Conversely, I would tell the ICO only when it was legally necessary.

Making the situation right internally and externally is the important thing for me. Giving the regulator yet another case to wring their hands over and probably do nothing constructive with is to be taken seriously, but there’s a formula and I would follow that formula robustly. I think telling the person and examining what went wrong is more important than anything the ICO might do.

-- 
Tim Turner
2040 Training 
www.2040training.co.uk 

From: Phil Bradshaw <[log in to unmask]>
Reply: Phil Bradshaw <[log in to unmask]>
Date: 4 January 2019 at 11:46:29
To: [log in to unmask] <[log in to unmask]>
Subject:  [data-protection] Friday Question - Breach Notification

Breaches must be reported to ICO if there is a risk to the rights and freedoms of the subject. We all understand that we need to "assess the likelihood and severity of the resulting risk to people’s rights and freedoms" in deciding whether to report so that not every trivial breach is reported.

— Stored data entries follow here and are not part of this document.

PR #375, opened 2017-09-07
Fixing calico-ipam using hostname instead of nodename

heschlie:
## Description

Fixes projectcalico/calico#826

It looks as though we were still using the deprecated `hostname` from the CNI payload, and not `nodename` which was causing issues assigning affine blocks if you need to use a `NODENAME` that is different from the Nodes `os.Hostname()`.

I tested this on a vagrant cluster launching Calico with systemd to configure a `NODENAME` different than the Nodes hostname, and matched the `NODENAME` env var in the CNI config files `nodename`.  Without this fix the claimed blocks get assigned to the Nodes hostname in etcd, instead of the proper nodename.

## Todos
- [ ] Tests
- [ ] Documentation
- [ ] Release note

## Release Note

```release-note
Calico IPAM will now respect the `nodename` variable in the CNI config. This will still check for the old value of `hostname` first if it exists, and will default to the Nodes `os.Hostname()` if neither is set.
```

### DIFF
--- a/ipam/calico-ipam.go
+++ b/ipam/calico-ipam.go
@@ -69,12 +69,25 @@ type ipamArgs struct {
 	IP net.IP `json:"ip,omitempty"`
 }
 
+func determineNodename(conf utils.NetConf) string {
+	nodename, _ := os.Hostname()
+	if conf.Hostname != "" {
+		nodename = conf.Hostname
+		log.Warn("Configuration option 'hostname' is deprecated, use 'nodename' instead.")
+	}
+	if conf.Nodename != "" {
+		nodename = conf.Nodename
+	}
+	return nodename
+}
+
 func cmdAdd(args *skel.CmdArgs) error {
 	conf := utils.NetConf{}
 	if err := json.Unmarshal(args.StdinData, &conf); err != nil {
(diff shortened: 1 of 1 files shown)


bcreane:
lgtm at this point.

ipam/calico-ipam.go
```diff
@@ -69,12 +69,26 @@ type ipamArgs struct {
 	IP net.IP `json:"ip,omitempty"`
 }
 
+func updateNodename(conf utils.NetConf) string {
```
caseydavenport: naming nit: this isn't _updating_ nodename, it's determining it.

Maybe `determineNodename` would be better.

ipam/calico-ipam.go
```diff
@@ -69,12 +69,26 @@ type ipamArgs struct {
...
+}
+
 func cmdAdd(args *skel.CmdArgs) error {
 	conf := utils.NetConf{}
 	if err := json.Unmarshal(args.StdinData, &conf); err != nil {
 		return fmt.Errorf("failed to load netconf: %v", err)
 	}
 
+	nodename := updateNodename(conf)
+
```
caseydavenport: no need for the extra newline.

PR #372, opened 2018-08-24
Removing request.instance references

subhankarc:
* Assign instance will ultimately be removed. 

* In this PR cleaning up the references of request.instance from middleware so that assigninstance can be later removed from the lifecycle route.

* Removing couple of stale comments


subhankarc:
@kamath-prasad 

Removed the unneeded methods. Coverage is now increased. Can you please merge.

PR #377, opened 2018-08-28
Handle Migration for Docker Bind

amitmalav:
Issue:
Before 2.0 code migarion => binding exists (b_id1)
After Migraion =>
In delete bind call
code is changed from
```javascript
In controller:
createBindResource (as it does not exist) with 
status = {
state: CONST.APISERVER.RESOURCE_STATE.DELETE
}
```
to
```javascript
createBindResource with 
status = {
state: CONST.APISERVER.RESOURCE_STATE.DELETE,
response: {}
}
```

### DIFF
--- a/api-controllers/ServiceBrokerApiController.js
+++ b/api-controllers/ServiceBrokerApiController.js
@@ -404,7 +404,8 @@ class ServiceBrokerApiController extends FabrikBaseController {
               },
               options: params,
               status: {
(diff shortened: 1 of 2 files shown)


kamath-prasad:
@amitmalav : this can be merged ?

subhankarc:
Yes it can be merged.

PR #381, opened 2018-08-30
Sent event logs

muralisc:
- Sent events logs to Reimann
- Clear the pollers only if the state is updated successfully
- Add catch block

### DIFF
--- a/managers/restore-manager/RestoreTaskPoller.js
+++ b/managers/restore-manager/RestoreTaskPoller.js
@@ -51,7 +51,7 @@ class RestoreTaskPoller {
               })
               .then(() => {
                 if (utils.isServiceFabrikOperationFinished(operationStatusResponse.state)) {
-                  _.set(restore_opts,'user.name', changedOptions.username);
+                  _.set(restore_opts, 'user.name', changedOptions.username);
                   return RestoreTaskPoller._logEvent(restore_opts, CONST.OPERATION_TYPE.RESTORE, operationStatusResponse);
                 }
               });
--- a/managers/restore-manager/RestoreTaskPoller.js
+++ b/managers/restore-manager/RestoreTaskPoller.js
@@ -47,10 +47,6 @@ class RestoreTaskPoller {
                   logger.debug('Clearing Restore Task Poller:', object.metadata.name);
                   clearInterval(interval);
                   RestoreTaskPoller.pollers[object.metadata.name] = false;
-                }
-              })
-              .then(() => {
-                if (utils.isServiceFabrikOperationFinished(operationStatusResponse.state)) {
                   _.set(restore_opts, 'user.name', changedOptions.username);
                   return RestoreTaskPoller._logEvent(restore_opts, CONST.OPERATION_TYPE.RESTORE, operationStatusResponse);
                 }
--- a/managers/restore-manager/RestoreTaskPoller.js
+++ b/managers/restore-manager/RestoreTaskPoller.js
@@ -2,6 +2,7 @@
 // TODO abstract to a base poller
 
 const _ = require('lodash');
+const Promise = require('bluebird');
 const eventmesh = require('../../data-access-layer/eventmesh');
 const CONST = require('../../common/constants');
 const logger = require('../../common/logger');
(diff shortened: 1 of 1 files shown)


managers/restore-manager/RestoreTaskPoller.js
```diff
@@ -29,30 +30,33 @@ class RestoreTaskPoller {
...
                 resourceId: changedOptions.restore_guid,
                 status: {
                   'state': operationStatusResponse.state,
                   response: operationStatusResponse
                 }
-              }));
+              }))
+              .then(() => {
+                if (_.includes([CONST.APISERVER.RESOURCE_STATE.SUCCEEDED, CONST.APISERVER.RESOURCE_STATE.ABORTED], operationStatusResponse.state)) {
+                  logger.debug('Cancel the poller:', object.metadata.name);
```
amitmalav: Please include `Clearing Restore Task Poller`, `Starting Restore Task Poller` etc in logger statements

managers/restore-manager/RestoreTaskPoller.js
```diff
@@ -29,30 +30,33 @@ class RestoreTaskPoller {
...
+                }
+              })
+              .then(() => {
+                if (utils.isServiceFabrikOperationFinished(operationStatusResponse.state)) {
+                  _.set(restore_opts, 'user.name', changedOptions.username);
+                  return RestoreTaskPoller._logEvent(restore_opts, CONST.OPERATION_TYPE.RESTORE, operationStatusResponse);
+                }
+              });
           })
+          .catch(e => logger.error('Caught error in poller', e))
```
amitmalav: Same here.

amitmalav: On second thought, we can cancel the poller here. and whenever watch refreshes we will anyway get the event again hence new poller will start. We will avoid running erroneous poll every 3 sec rather it will be done every 1 minute when watch refreshes

amitmalav: What happens if this error comes in [`_logEvent`](https://github.com/cloudfoundry-incubator/service-fabrik-broker/pull/381/files#diff-8c64b223c0a29cc710c7f01ce1d89d8dR55)
State is succeeded but poller won't be cancelled, makes sense to cancel the poller => next event won't come.

managers/restore-manager/RestoreTaskPoller.js
```diff
@@ -29,30 +30,33 @@ class RestoreTaskPoller {
...
                 resourceType: CONST.APISERVER.RESOURCE_TYPES.DEFAULT_RESTORE,
                 resourceId: changedOptions.restore_guid,
                 status: {
                   'state': operationStatusResponse.state,
                   response: operationStatusResponse
                 }
-              }));
+              }))
+              .then(() => {
+                if (_.includes([CONST.APISERVER.RESOURCE_STATE.SUCCEEDED, CONST.APISERVER.RESOURCE_STATE.ABORTED], operationStatusResponse.state)) {
```
amitmalav: Why not use `utils.isServiceFabrikOperationFinished(operationStatusResponse.state)`

amitmalav: What about `FAILED` state?

muralisc: Using `utils.isServiceFabrikOperationFinished(operationStatusResponse.state)`

managers/restore-manager/RestoreTaskPoller.js
muralisc: Updated as `Clearing Restore Task Poller`
`Starting poller for restore` is already at [line 66](
https://github.com/cloudfoundry-incubator/service-fabrik-broker/pull/381/files/c55a27eb80f29ae1b8ac009adf04785485c81e42#diff-8c64b223c0a29cc710c7f01ce1d89d8dR66)

managers/restore-manager/RestoreTaskPoller.js
muralisc: The poller is already cancelled at line 48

Subjects must be informed if there is a 'high risk' - a more restrictive test.

Is it ever acceptable then, to inform the subject but not the ICO?

Would doing so compromise your ability to argue to the ICO (e.g. if the subject complained to ICO) that it had not in fact met the reporting threshold? If I was ICO I would certainly be asking "If there was no risk why were you upsetting the subject by doing this?"